Art and Wart Ware were really the only disgruntled boys. The others took the incident as a joke. And by the time the noonday spread was under way even the scouts who had shot the chutes began to forget their chagrin. There was a long loaf after dinner, then an hour in the water, and later the march was resumed to the quarry where the automobiles were waiting for the trip homeward. Art did not tell his parents of the episode of the treasure keg as he had of his purchase of the aeroplane ticket.

The hike to Round Rock River only whetted the appetite of the Wolves. Even on the way home they began discussing the details of next week’s “camp out.” Sleeping in the open overnight, stories and songs by the red camp fire, blankets to snuggle up in when it turned cool just before dawn, the joys of sentinel duty where possibly the solitary picket might have to stand his watch in the soft summer rain—protected of course by his rain coat—were the things that enticed.

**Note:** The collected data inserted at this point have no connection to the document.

PR #9598, opened 2021-08-31
Fixes #33386 - Add repository type counts to CV version response

sjha4:
To test:
Add some repositories of different content types and check the /content_view_versions/:id endpoint for new fields that look like this:
yum_repository_count , ansible_collection_repository_count

### DIFF
--- a/app/views/katello/api/v2/content_view_versions/base.json.rabl
+++ b/app/views/katello/api/v2/content_view_versions/base.json.rabl
@@ -13,6 +13,9 @@ node do |version|
   version.content_counts_map
 end
 
+node do |version|
+  version.repository_type_counts_map
+end
 node :errata_counts do |version|
   partial('katello/api/v2/errata/counts', :object => Katello::RelationPresenter.new(version.errata))
 end
--- a/app/models/katello/content_view_version.rb
+++ b/app/models/katello/content_view_version.rb
@@ -1,4 +1,5 @@
 module Katello
+  # rubocop:disable Metrics/ClassLength
   class ContentViewVersion < Katello::Model
     include Authorization::ContentViewVersion
     include ForemanTasks::Concerns::ActionSubject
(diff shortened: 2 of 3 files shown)


Andrewgdewar (approved):
Ack for functionality!

sjha4:
[test katello]

app/views/katello/api/v2/content_view_versions/base.json.rabl
```diff
@@ -13,6 +13,9 @@ node do |version|
   version.content_counts_map
 end
 
+node do |version|
+  version.repository_type_counts_map
+end
```
jlsherrill, line 18: would it make sense to have a structure more like this:
```
"repository_counts": {
     yum: 5,
     docker: 3
     ansible_collection: 1
    etc...
  }
```  
?

sjha4: So @adewar is writing a component which accepts some fields to pluck out of the response in React. Having nested results like the above adds complexity to what he is trying to achieve. That's why the counts are at the top level.

sjha4: Oh..wrong Adewar.. @Andrewgdewar 😮

Andrewgdewar: @sjha4  Also asked if this would be okay. Although possible to do, the other counts are available from the main response. 
I am using a composed component, that will consume the API, I don't want to build a custom mapper to get the data if I can avoid it.
Here's the value represented in the config file for my other PR: https://github.com/Katello/katello/pull/9608/files#diff-c223792afe94f0173ba83b0cad193dffe5adf5a701cfbc8c36a0e6a343c03c26R24

Andrewgdewar: TLDR: I could do it, it would add a small amount of complexity that I'd prefer to avoid. 
I'm a 4/10 on preference so if you're more passionate about it swing away! :smile:

jlsherrill: nah, its a bit cleaner, but not a big deal, and the errata counts are already like this

jlsherrill (approved):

All the scouts were glad to hear that the injured boy was improving. But it was not yet possible for any of his boy admirers to be admitted into the sick room. The real preparation for the next outing was left to Mr. Trevor, and he responded most satisfactorily. It was finally arranged that the patrol was to start for Bluff Creek Thursday morning and return Saturday evening. The boys were to walk both ways, the camp equipage being carried in a single-horse cart loaned by Mr. Addington.

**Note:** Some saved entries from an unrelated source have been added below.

PR #9599, opened 2021-08-31
Fixes #33385,33054,33144 - Fixes host group inheritance

parthaa:
Before the PR -

On the  create  hostgroups page the inheritance hierarchy behavior was different
between katello attribute like content_view/lce/content source etc vs
things like os and arch
For example if you create a child hostgroup and pointed to a parent
with content view, you would see the cv automatically selected as the
default, instead of 'Inherit Content View' as os/arch fields behave.

More over if you had cv, lce, cs, arch filled in the parent hostgroup
and enabled operating system in the child the media section would not
get automatically populated (because the notion of parent_id was
 missing)

After:

Both the above cases behave appropriately.

### DIFF
--- a/app/assets/javascripts/katello/hosts/host_and_hostgroup_edit.js
+++ b/app/assets/javascripts/katello/hosts/host_and_hostgroup_edit.js
@@ -4,7 +4,7 @@ KT.hosts = {};
 $(document).on('ContentLoad', function(){
     KT.hosts.onKatelloHostEditLoad();
     window.tfm.hosts.registerPluginAttributes("os",
-         ['lifecycle_environment_id', 'content_view_id', 'environment_id', 'content_source_id', 'architecture_id']);
+         ['lifecycle_environment_id', 'content_view_id', 'environment_id', 'content_source_id', 'architecture_id', 'parent_id']);
 
     $("#hostgroup_lifecycle_environment_id").change(KT.hosts.environmentChanged);
     $("#host_lifecycle_environment_id").change(KT.hosts.environmentChanged);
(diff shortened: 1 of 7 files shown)


parthaa:
To test this:

- Create and sync a ks repo -> ( eg: https://partha.fedorapeople.org/test-repos/kickstart-zoo/ )
- Create a parent hg with CV, Library, Content Source and Architecture (`x86_64`) set (leave the OS blank)
- Create another host group and have it inherit from parent hostgroup
- Go to `operating system` tab and select `RedHat 7`

Before PR:
- You'd see that the content view, lce and cs parameters are populated with the names of those entities intead of `Inherit <entity_name>`
Create-Host-Group -pre
- You'd see that selecting the OS as RH doesn't populate media.
Create-Host-Group -os-pre

After PR:
- You'd see `Inherit <entity_name>`
Create-Host-Group
- Selecting the OS automatically populates the synced area
Create-Host-Group_OS

Play with it more saving hg's etc.

jlsherrill:
does this also fix this issue? https://projects.theforeman.org/issues/33144

parthaa:
> does this also fix this issue? https://projects.theforeman.org/issues/33144

Yes!

sbernhard:
BTW, works for us! Thanks @parthaa

sbernhard (approved):

jlsherrill:
image

jlsherrill:
seeing an issue where:

1. Create LCE prod
2. create cv and publish into just library
3. create a host group assigned to library/cv
4. create a child hostgroup of parent and select prod  LCE, leave env as inherit. 
5. save => see no error even though its invalid

jlsherrill:
ignore the previous issue, its really not a big deal.     but one issue i'm seeing is that after selecting the lifecycle env in the hostgroup form, the inherit option goes away

parthaa:
>  but one issue i'm seeing is that after selecting the lifecycle env in the hostgroup form, the inherit option goes away

Fixed!

jlsherrill (approved):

This had been a delivery wagon and it bore a dilapidated top, the ornamentation of which was the legend on its sides:

STAPLE AND FANCY GROCERIES.

By Wednesday evening new strips of white muslin had covered these and on the new field of white blazed the words:

SCOTTSVILLE BOY SCOUTS:
WOLF PATROL.

When the squad started Thursday morning Colly Craighead was in the driver’s seat and the wagon bed behind him was crowded with tents, poles, bedding, cooking utensils, dishes and, not the least in importance or quantity, provisions both “staple and fancy.”

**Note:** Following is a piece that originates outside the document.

PR #10209, opened 2022-07-25
Fixes #35276 - Add LCE controller to AngularJS so bookmarks work

chris1984:

In AngularJS we are missing the `$scope.controllerName` which allows bookmarks to be saved/created.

It was perhaps unfortunate that the direct road to Bluff Creek, east of Scottsville, lay through the danger zone of Goosetown. No assault from their old enemies was anticipated but it was certain that the expedition would not pass unobserved. And it did not. While they were crossing the railroad tracks a well-known voice greeted the joyous party. It was that of Nick Apthorp, who was beginning the day with a pipe and a bit of gossip, perched high in the air in the semaphore signal tower.

“Hello, kids,” he exclaimed heartily. “Lookin’ for some more lost treasure?” The result of their Round Rock River humor was of course well known to the Coyotes long before this.

“You had a lot of courage to kill a little pup like that,” responded Art instantly. “Take all of you to do it?”

“Nope,” responded Nick with a guffaw, “he died o’ grievin’ fur his friends. What’s doin’?”

“We’re goin’ campin’ for a couple o’ days down to Bluff Creek,” answered Connie. “Say, Nick,” he added, “this Boy Scout business is great. We had a bully time down to Round Rock. We’re goin’ for two weeks next month and have games.”

As the party passed on Nick sat gazing at it in silent thoughtfulness.